> **TASK**
Set down all of the data again, character for character.

(DATA SHOWN Opens)

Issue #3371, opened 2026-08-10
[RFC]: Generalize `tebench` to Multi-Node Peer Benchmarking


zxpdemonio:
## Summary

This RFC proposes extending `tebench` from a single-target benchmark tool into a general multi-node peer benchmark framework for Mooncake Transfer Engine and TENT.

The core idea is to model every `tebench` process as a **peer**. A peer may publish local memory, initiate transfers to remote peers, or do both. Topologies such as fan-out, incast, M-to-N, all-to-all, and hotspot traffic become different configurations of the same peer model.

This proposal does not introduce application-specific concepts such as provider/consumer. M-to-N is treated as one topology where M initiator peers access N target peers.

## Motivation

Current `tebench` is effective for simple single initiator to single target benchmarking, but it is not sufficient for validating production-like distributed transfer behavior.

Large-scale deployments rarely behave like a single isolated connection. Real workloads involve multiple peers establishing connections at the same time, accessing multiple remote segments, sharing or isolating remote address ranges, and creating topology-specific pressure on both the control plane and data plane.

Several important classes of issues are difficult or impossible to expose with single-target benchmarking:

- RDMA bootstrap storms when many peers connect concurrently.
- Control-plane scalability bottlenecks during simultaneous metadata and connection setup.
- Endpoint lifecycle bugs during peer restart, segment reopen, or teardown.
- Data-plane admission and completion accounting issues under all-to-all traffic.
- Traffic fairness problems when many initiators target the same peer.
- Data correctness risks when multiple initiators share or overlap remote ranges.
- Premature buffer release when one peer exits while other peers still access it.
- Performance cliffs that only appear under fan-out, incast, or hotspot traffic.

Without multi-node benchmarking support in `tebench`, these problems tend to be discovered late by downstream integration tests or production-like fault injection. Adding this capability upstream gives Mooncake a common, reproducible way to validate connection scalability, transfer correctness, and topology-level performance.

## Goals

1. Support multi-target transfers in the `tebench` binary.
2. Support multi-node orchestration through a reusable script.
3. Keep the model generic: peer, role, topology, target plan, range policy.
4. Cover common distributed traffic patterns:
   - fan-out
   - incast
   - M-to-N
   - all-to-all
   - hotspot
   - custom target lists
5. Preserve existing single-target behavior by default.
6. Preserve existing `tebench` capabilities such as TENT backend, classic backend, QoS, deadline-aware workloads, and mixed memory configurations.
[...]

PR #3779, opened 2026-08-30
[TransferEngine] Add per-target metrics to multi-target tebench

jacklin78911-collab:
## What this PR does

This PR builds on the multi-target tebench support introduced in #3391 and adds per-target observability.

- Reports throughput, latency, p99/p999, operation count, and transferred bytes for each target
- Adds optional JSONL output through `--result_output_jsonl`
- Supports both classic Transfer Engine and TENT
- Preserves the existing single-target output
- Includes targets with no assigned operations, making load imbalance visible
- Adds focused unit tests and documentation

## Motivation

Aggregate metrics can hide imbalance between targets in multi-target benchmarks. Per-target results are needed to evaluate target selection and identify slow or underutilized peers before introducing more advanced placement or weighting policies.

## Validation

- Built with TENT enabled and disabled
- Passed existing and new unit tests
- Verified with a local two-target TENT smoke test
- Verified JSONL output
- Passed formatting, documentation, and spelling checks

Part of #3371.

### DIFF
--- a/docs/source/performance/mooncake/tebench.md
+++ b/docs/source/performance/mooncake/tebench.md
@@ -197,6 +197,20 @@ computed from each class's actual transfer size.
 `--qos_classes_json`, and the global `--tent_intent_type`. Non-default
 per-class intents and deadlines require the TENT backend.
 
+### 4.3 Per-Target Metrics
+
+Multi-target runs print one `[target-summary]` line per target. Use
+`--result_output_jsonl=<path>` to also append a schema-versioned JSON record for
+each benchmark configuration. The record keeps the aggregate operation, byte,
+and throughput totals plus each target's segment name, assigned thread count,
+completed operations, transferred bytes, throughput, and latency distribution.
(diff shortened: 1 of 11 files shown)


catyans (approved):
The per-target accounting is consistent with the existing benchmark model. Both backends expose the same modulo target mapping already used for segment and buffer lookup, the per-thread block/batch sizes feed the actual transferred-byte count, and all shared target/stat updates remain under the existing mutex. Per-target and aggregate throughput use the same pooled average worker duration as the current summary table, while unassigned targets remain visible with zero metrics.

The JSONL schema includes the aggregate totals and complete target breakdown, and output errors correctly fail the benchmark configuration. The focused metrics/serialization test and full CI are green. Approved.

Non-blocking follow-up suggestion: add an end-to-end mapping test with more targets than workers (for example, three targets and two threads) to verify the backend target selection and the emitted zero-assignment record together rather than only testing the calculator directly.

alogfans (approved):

(DATA SHOWN Closes)

> **YOUR SOLUTION**
Issue #3371, opened 2026-08-10
[RFC]: Generalize `tebench` to Multi-Node Peer Benchmarking


zxpdemonio:
## Summary

This RFC proposes extending `tebench` from a single-target benchmark tool into a general multi-node peer benchmark framework for Mooncake Transfer Engine and TENT.

The core idea is to model every `tebench` process as a **peer**. A peer may publish local memory, initiate transfers to remote peers, or do both. Topologies such as fan-out, incast, M-to-N, all-to-all, and hotspot traffic become different configurations of the same peer model.

This proposal does not introduce application-specific concepts such as provider/consumer. M-to-N is treated as one topology where M initiator peers access N target peers.

## Motivation

Current `tebench` is effective for simple single initiator to single target benchmarking, but it is not sufficient for validating production-like distributed transfer behavior.

Large-scale deployments rarely behave like a single isolated connection. Real workloads involve multiple peers establishing connections at the same time, accessing multiple remote segments, sharing or isolating remote address ranges, and creating topology-specific pressure on both the control plane and data plane.

Several important classes of issues are difficult or impossible to expose with single-target benchmarking:

- RDMA bootstrap storms when many peers connect concurrently.
- Control-plane scalability bottlenecks during simultaneous metadata and connection setup.
- Endpoint lifecycle bugs during peer restart, segment reopen, or teardown.
- Data-plane admission and completion accounting issues under all-to-all traffic.
- Traffic fairness problems when many initiators target the same peer.
- Data correctness risks when multiple initiators share or overlap remote ranges.
- Premature buffer release when one peer exits while other peers still access it.
- Performance cliffs that only appear under fan-out, incast, or hotspot traffic.

Without multi-node benchmarking support in `tebench`, these problems tend to be discovered late by downstream integration tests or production-like fault injection. Adding this capability upstream gives Mooncake a common, reproducible way to validate connection scalability, transfer correctness, and topology-level performance.

## Goals

1. Support multi-target transfers in the `tebench` binary.
2. Support multi-node orchestration through a reusable script.
3. Keep the model generic: peer, role, topology, target plan, range policy.
4. Cover common distributed traffic patterns:
   - fan-out
   - incast
   - M-to-N
   - all-to-all
   - hotspot
   - custom target lists
5. Preserve existing single-target behavior by default.
6. Preserve existing `tebench` capabilities such as TENT backend, classic backend, QoS, deadline-aware workloads, and mixed memory configurations.
[...]

PR #3779, opened 2026-08-30
[TransferEngine] Add per-target metrics to multi-target tebench

jacklin78911-collab:
## What this PR does

This PR builds on the multi-target tebench support introduced in #3391 and adds per-target observability.

- Reports throughput, latency, p99/p999, operation count, and transferred bytes for each target
- Adds optional JSONL output through `--result_output_jsonl`
- Supports both classic Transfer Engine and TENT
- Preserves the existing single-target output
- Includes targets with no assigned operations, making load imbalance visible
- Adds focused unit tests and documentation

## Motivation

Aggregate metrics can hide imbalance between targets in multi-target benchmarks. Per-target results are needed to evaluate target selection and identify slow or underutilized peers before introducing more advanced placement or weighting policies.

## Validation

- Built with TENT enabled and disabled
- Passed existing and new unit tests
- Verified with a local two-target TENT smoke test
- Verified JSONL output
- Passed formatting, documentation, and spelling checks

Part of #3371.

### DIFF
--- a/docs/source/performance/mooncake/tebench.md
+++ b/docs/source/performance/mooncake/tebench.md
@@ -197,6 +197,20 @@ computed from each class's actual transfer size.
 `--qos_classes_json`, and the global `--tent_intent_type`. Non-default
 per-class intents and deadlines require the TENT backend.
 
+### 4.3 Per-Target Metrics
+
+Multi-target runs print one `[target-summary]` line per target. Use
+`--result_output_jsonl=<path>` to also append a schema-versioned JSON record for
+each benchmark configuration. The record keeps the aggregate operation, byte,
+and throughput totals plus each target's segment name, assigned thread count,
+completed operations, transferred bytes, throughput, and latency distribution.
(diff shortened: 1 of 11 files shown)


catyans (approved):
The per-target accounting is consistent with the existing benchmark model. Both backends expose the same modulo target mapping already used for segment and buffer lookup, the per-thread block/batch sizes feed the actual transferred-byte count, and all shared target/stat updates remain under the existing mutex. Per-target and aggregate throughput use the same pooled average worker duration as the current summary table, while unassigned targets remain visible with zero metrics.

The JSONL schema includes the aggregate totals and complete target breakdown, and output errors correctly fail the benchmark configuration. The focused metrics/serialization test and full CI are green. Approved.

Non-blocking follow-up suggestion: add an end-to-end mapping test with more targets than workers (for example, three targets and two threads) to verify the backend target selection and the emitted zero-assignment record together rather than only testing the calculator directly.

alogfans (approved):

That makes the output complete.